Researchers Wary of Mad Cow-like Disease in Wildlife
January 24, 1998 Web posted at: 11:52 a.m. EST (1652 GMT)
ESTES PARK, Colorado (AP) -- The emaciated mule deer stares blankly into space. Then, stumbling in small circles, it falls over dead, another victim of chronic wasting disease.
It is a grim sight for wildlife officials working in the Rocky Mountains on the border of Colorado and Wyoming, one of only two spots in the world where the disease has appeared.
For health officials, a frightening question must be answered: Will this terrible illness cross over to the human population?
The National Institutes of Health is investigating because mad cow disease, similar to the chronic wasting disease that has struck mule deer and elk, has been linked to a brain-wasting malady in humans -- Creutzfeldt-Jakob disease -- that has killed 20 people in Europe.
"We know there's a link between the diseases, not a causal link necessarily, but they're the same kind of disease," said Byron Caughey, biochemist at the NIH's Rocky Mountain Laboratories in Hamilton, Montana.
"Of great interest is whether we have to worry about it being transmitted into other animal hosts, whether cattle or humans," he said.

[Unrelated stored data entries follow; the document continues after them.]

PR #96, opened 2023-01-05
Alex/configurable envs

alex-bezek:
## What
- for clients to use white label agent ingress domains, the tunnel server address needs to be configurable. This is done via a helm value
- add the ability to pass in custom environment variables
- add the ability to pass in custom volumes and volume mounts
- allow ngrok api address to be configurable via an undocumented environment variable

## How
Plumbing through helm values to the inner go code

## Breaking Changes
none


helm/ingress-controller/templates/controller-deployment.yaml
```diff
@@ -45,12 +45,19 @@ spec:
...
+        {{- if .Values.serverAddr }}
+        - --server-addr={{ .Values.serverAddr}}
+        {{- end }}
         - --health-probe-bind-address=:8081
         - --metrics-bind-address=:8080
         - --election-id={{ include "ngrok-ingress-controller.fullname" . }}-leader
         securityContext:
           allowPrivilegeEscalation: false
         env:
+        {{- range $key, $value := .Values.extraEnv }}
```
jonstacks, line 57: nit: Can we move this to the end of the `env` section since its a last value wins?

alex-bezek: we can, i think i did this because it made the test case simpler :) i'll move it to the bottom and see if i can find a way to test it without hardcoding the number of other envs

helm/ingress-controller/templates/controller-deployment.yaml
```diff
@@ -65,6 +72,12 @@ spec:
           valueFrom:
             fieldRef:
               fieldPath: metadata.namespace
+        {{- if .Values.extraVolumeMounts  }}
+        volumeMounts:
+        {{ toYaml .Values.extraVolumeMounts | nindent 10 }}
+        {{- end }}
+        {{- if .Values.extraVolumes }}
```
jonstacks, line 79: This looks like it might be out of place?  Should it be on line 95 instead?

alex-bezek: oh good catch, i guess i did't see this in the snapshot because we only have 1 and are providing the value. I guess maybe we should have atleast a snapshot with no overrides set and a snapshot with all options exercised. I'll add that and fix this

pkg/tunneldriver/driver.go
```diff
@@ -20,10 +20,12 @@ type TunnelDriver struct {
 }
 
 // New creates and initializes a new TunnelDriver
-func New() (*TunnelDriver, error) {
+func New(serverAddr string) (*TunnelDriver, error) {
 	opts := []ngrok.ConnectOption{
 		ngrok.WithAuthtokenFromEnv(),
 	}
+	opts = append(opts, ngrok.WithServer(serverAddr))
```
jonstacks, line 27: I think we will only want to do this if `serverAddr != ""`, right? And is there a reason not to take this from an environment variable if it exists, like we are doing for the `NGROK_API_ADDR` up above?

pkg/ngrokapidriver/driver.go
```diff
@@ -37,8 +39,18 @@ type ngrokAPIDriver struct {
 	region          string
 }
 
+// TODO:
```
alex-bezek, line 42: fixing

pkg/tunneldriver/driver.go
alex-bezek: I could add that. "" is the nil value of string i think and from looking at the code i see if its set to "" it falls back to the default. Perhaps i should code more defensively incase ngrok-go one day blows up if passed ""?

> is there a reason not to take this from an environment variable if it exists, like we are doing for the NGROK_API_ADDR up above?

an environment variable doesn't exist, I could add it from the helm value, but it felt more proper to pass it as a flag to the controller instead of via an environment variable. The ngrok_api_addr is just an environment variable because its not something we wanted to expose first class via helm and everything

jonstacks (approved):

main.go
```diff
@@ -143,10 +145,11 @@ func runController(ctx context.Context, opts managerOpts) error {
...
 	if err = (&controllers.TunnelReconciler{
-		Client:   mgr.GetClient(),
-		Log:      ctrl.Log.WithName("controllers").WithName("tunnel"),
-		Scheme:   mgr.GetScheme(),
-		Recorder: mgr.GetEventRecorderFor("tunnel-controller"),
+		Client:     mgr.GetClient(),
+		Log:        ctrl.Log.WithName("controllers").WithName("tunnel"),
+		Scheme:     mgr.GetScheme(),
+		Recorder:   mgr.GetEventRecorderFor("tunnel-controller"),
+		ServerAddr: opts.serverAddr,
```
alex-bezek, line 152: I think in a subsequent PR, i may refactor this to construct the driver here and pass it in similar to the ingress controller https://github.com/ngrok/ngrok-ingress-controller/blob/649acbaed3589e75bf560b414f53649d7261f522/main.go#L131
It looks like region isn't being plumbed through, and adding lots of options here won't be fun. I could also just create an opts struct. 

anyways, this is probably short lived

PR #97, opened 2023-01-06
pass region into ngrok go driver

alex-bezek:
## What
Plumb the region through from the helm values to the ngrok-go session

## How
We were already taking a region option from helm and passing it through to the ngrok api driver, this just also sets it up in the ngrok-go driver

## Breaking Changes
No

## Validation
image
tested making an edge in JP. Just need to make sure to change the domain to something.jp.ngrok.io


jonstacks (approved):
This feels much cleaner with wiring up the tunnel driver opts by doing it in `main.go` :+1:

PR #99, opened 2023-01-06
Fix: Domain not reconciling ID even though it exists

jonstacks:
## What

This fixes an issue with the controller for domains not reconciling a domain that already exists.

## How

If there is no `ID` in the domain status, we switch to first trying to find the domain by hostname. If that fails, we then do a create. Also, we removed the replace in go.mod since the changes have been included upstream now

## Breaking Changes

No


internal/controllers/domain_controller.go
```diff
@@ -183,16 +183,22 @@ func (r *DomainReconciler) deleteExternalResources(ctx context.Context, domain *
...
-	req := &ngrok.ReservedDomainCreate{
-		Domain:      domain.Spec.Domain,
-		Region:      domain.Spec.Region,
-		Description: domain.Spec.Description,
-		Metadata:    domain.Spec.Metadata,
-	}
-	resp, err := r.DomainsClient.Create(ctx, req)
+	// First check if the reserved domain already exists. The API is sometimes returning dangling CNAME records
+	// errors right now, so we'll check if the domain already exists before trying to create it.
+	resp, err := r.findReservedDomainByHostname(ctx, domain.Spec.Domain)
```
alex-bezek, line 188: another pattern i think we are using in other functions is to return a not found error type instead of just nil, nil. I'm curious if you have opinions on the matter, I asked in our internal chat and it sounded like it could go either way and there isn't a standard

alex-bezek (approved):

internal/controllers/domain_controller.go
jonstacks: We talked about this and we are already doing it this way in the driver. We'll continue with this for consistency for now, but may come back and implement an errors package with error checking vs returning a nil object

PR #109, opened 2023-01-18
Set ingress class default to false

alex-bezek:
## What
Changes the default helm values for whether the ngrok ingress class should be the default from true to false. We should not assume we would be the default as it could cause problems if someone installs it in a cluster with another ingress controller.

## How
Change the value in the values.yaml file

## Breaking Changes
Technically yes, this is non-passive and reverses the behavior. If its installed in a cluster and its the only ingress class though, it will not pickup things by default anymore.

Our logic for how ingress classes are handled is here https://github.com/ngrok/kubernetes-ingress-controller/blob/main/internal/controllers/main.go#L29-L37 . With these helm defaults, you would install it in the cluster and would need to specify the ingress class on their ingress objects. Alternatively, if we set the default value for `ingressClass.create` to false, then if this is the only controller installed https://github.com/ngrok/kubernetes-ingress-controller/blob/main/internal/controllers/main.go#L30 would make it handle ingress objects by default. 

Our logic for ingress classes may need to change up a bit at some point, but I haven't found any specifications on how it behaves in each scenario.

### DIFF
--- a/scripts/e2e.sh
+++ b/scripts/e2e.sh
@@ -24,6 +24,13 @@ do
   echo "kubectl get ingress -n $i -o=json | jq '.metadata.finalizers = null' | kubectl apply -f -"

About 6 percent of mule deer in the area of northern Colorado and southern Wyoming suffer from chronic wasting disease, or CWD, said Todd Malmsbury, spokesman for the Colorado Division of Wildlife in Denver.
There are an estimated 550,000 mule deer -- a brown, white-tailed species with big ears -- in all of Colorado.
Like mad cow disease, or bovine spongiform encephalopathy, and the new strain considered its human equivalent, Creutzfeldt-Jakob disease, CWD destroys brain tissue and kills its victims.
Both Creutzfeldt-Jakob and CWD leave spongelike holes in victims' brains.
Creutzfeldt-Jakob may lie dormant for years, but once symptoms appear -- loss of muscle control and dementia -- it quickly destroys the brain.
It is rare, afflicting just one in a million people annually in the United States. But it's fatal, killing about seven months after symptoms appear.
All three diseases -- mad cow, Creutzfeldt-Jakob and the wasting disease -- are blamed on infectious rogue proteins called prions, which are mutant versions of proteins that occur normally in the body.
An American biochemist, Stanley Prusiner, won the Nobel Prize in medicine in October for discovering the Jekyll-and-Hyde protein that causes these brain-destroying illnesses. Prions are considered an entirely new type of disease-causing agent, distinct from bacteria, viruses, fungi or parasites.
No one has become sick from carrying the wasting disease -- but wildlife officials require hunters to turn in the heads of deer or elk they've killed. If the brains test positive, the hunters are advised to dump the meat.
Forty deer turned in during the past hunting season tested positive, Malmsbury said.
While the NIH is interested in whether the wasting disease can jump to humans, federal and state agencies have launched three studies to determine its transmissibility to cattle, said Mike Miller, a state wildlife veterinarian.
In Iowa, researchers are injecting brain material of infected wildlife into the brains of cattle. At the University of Wyoming, infected brain material is being given to cattle orally.
In addition, researchers are investigating whether the disease can be spread through contact, letting cattle live with deer herds that have contained infected animals.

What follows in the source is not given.